Please transcribe, word for word, the line containing "eemeli: Eh, not" and every line after it through the end of the records below, and nothing else.

● Materials provided:
= Beginning of Section =
PR #942, opened 2024-11-17
Always apply isolation when `u:dir` is set

eemeli:
See #916 for some of the preceding discussion.

In addition to changing the directionality of a placeholder, we should treat an explicitly set `u:dir` option as a request to isolate the placeholder, even if the direction matches the message's direction.

This requires a small change to our default bidi strategy.

The inheritance of the option is not specified when it's set on a value that's used as a function operand, so e.g. a message like
```
.local $world = {world :string u:dir=ltr}
{{hello {$world :string}}}
```
might or might not have the placeholder isolated (depending on the implementation), while it would always be isolated in messages like
```
hello {world :string u:dir=ltr}
```
and
```
.local $world = {world :string u:dir=ltr}
{{hello {$world}}}
```

### DIFF
--- a/spec/u-namespace.md
+++ b/spec/u-namespace.md
@@ -84,8 +84,9 @@ or a _variable_ whose _resolved value_ is one of these _literals_:
 - `ltr`: left-to-right directionality
 - `rtl`: right-to-left directionality
 - `auto`: directionality determined from _expression_ contents
-- `inherit` (default): directionality inherited from the _message_,
-  without isolation of the _expression_ value
+- `inherit` (default): directionality inherited from the _message_
+   or from the _resolved value_ of the _operand_ without
+   requiring isolation of the _expression_ value.
 
 For other values, a _Bad Option_ error is emitted
 and the value of the `u:dir` option is ignored.
--- a/spec/u-namespace.md
+++ b/spec/u-namespace.md
@@ -68,7 +68,8 @@ not valid, or some other reason.
 ### `u:dir`
 
 Replaces the base directionality defined in
-the _function context_ for this _expression_.
+the _function context_ for this _expression_
+and applies bidirectional isolation to it.
 
 If this option is set on _markup_, a _Bad Option_ error is emitted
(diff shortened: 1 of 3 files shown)


test/tests/u-options.json
```diff
@@ -102,6 +105,25 @@
         { "type": "bidiIsolation", "value": "\u2069" }
       ]
     },
+    {
+      "src": ".local $world = {world :string u:dir=ltr u:id=foo} {{hello {$world}}}",
```
aphillips, line 109: This is intended as the transitivity text, I think? Should we have one with mulitple `.local` declarations? or `.input` followed by `.local`?

aphillips (approved):
I think this is an important and quite useful improvement.

test/tests/u-options.json
eemeli: Eh, not sure if it's necessary. I think the important part is making sure that moving the option from the placeholder to a declaration works.

spec/u-namespace.md
```diff
@@ -68,20 +68,24 @@ not valid, or some other reason.
...
 before calling the _function handler_.
+Its value is retained in the _resolved value_ of the _expression_.
 
 The value of the `u:dir` _option_ MUST be one of the following _literal_ values
 or a _variable_ whose _resolved value_ is one of these _literals_:
 - `ltr`: left-to-right directionality
 - `rtl`: right-to-left directionality
 - `auto`: directionality determined from _expression_ contents
+- `inherit` (default): directionality inherited from the _message_,
+  without isolation of the _expression_ value
```
aphillips, line 88: This is a good add, but should also allow the value. Also, note that "without isolation" actually means without _requiring_ isolation (isolation can still happen if the directions don't match)

```suggestion
- `inherit` (default): directionality inherited from the _message_
   or from the _resolved value_ of the _operand_ without
   requiring isolation of the _expression_ value.
```

aphillips (changes requested):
= End of Section =
● Output:
eemeli: Eh, not sure if it's necessary. I think the important part is making sure that moving the option from the placeholder to a declaration works.

spec/u-namespace.md
```diff
@@ -68,20 +68,24 @@ not valid, or some other reason.
...
 before calling the _function handler_.
+Its value is retained in the _resolved value_ of the _expression_.
 
 The value of the `u:dir` _option_ MUST be one of the following _literal_ values
 or a _variable_ whose _resolved value_ is one of these _literals_:
 - `ltr`: left-to-right directionality
 - `rtl`: right-to-left directionality
 - `auto`: directionality determined from _expression_ contents
+- `inherit` (default): directionality inherited from the _message_,
+  without isolation of the _expression_ value
```
aphillips, line 88: This is a good add, but should also allow the value. Also, note that "without isolation" actually means without _requiring_ isolation (isolation can still happen if the directions don't match)

```suggestion
- `inherit` (default): directionality inherited from the _message_
   or from the _resolved value_ of the _operand_ without
   requiring isolation of the _expression_ value.
```

aphillips (changes requested):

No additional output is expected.